*** Opening of INPUT MATERIAL ***

PR #2578, opened 2016-04-13
CFE-2246 packagesmatching() and packageupdatesmatching() work with ne…

pasinskim:
…w package promise.

Right now both should work when new package promise is used.

Changelog: packagesmatching() and packageupdatesmatching() should work
when new package promise is used. (CFE-2246)

### DIFF
--- a/libpromises/evalfunction.c
+++ b/libpromises/evalfunction.c
@@ -1300,6 +1300,166 @@ static FnCallResult FnCallBundlesMatching(EvalContext *ctx, const Policy *policy
 
 /*********************************************************************/
 
+static bool AddPackagesmatchingJsonLine(pcre *matcher, JsonElement *json, char *line)
+{
+    
+    if (strlen(line) > CF_BUFSIZE - 80)
+    {
+        Log(LOG_LEVEL_ERR,
+            "Line from package inventory is too long (%zd) to be sensible",
+            strlen(line));
+        return false;
+    }
+    
+
+    if (StringMatchFullWithPrecompiledRegex(matcher, line))
+    {
+        Seq *list = SeqParseCsvString(line);
+        if (SeqLength(list) != 4)
+        {
+            Log(LOG_LEVEL_ERR,
+                "Line from package inventory '%s' did not yield correct number of elements.",
+                line);
+            SeqDestroy(list);
+            return true;
+        }
+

*** Close of INPUT MATERIAL ***

If a line in the records above holds the string "inventory", copy it.

+            "Line from package inventory is too long (%zd) to be sensible",
+                "Line from package inventory '%s' did not yield correct number of elements.",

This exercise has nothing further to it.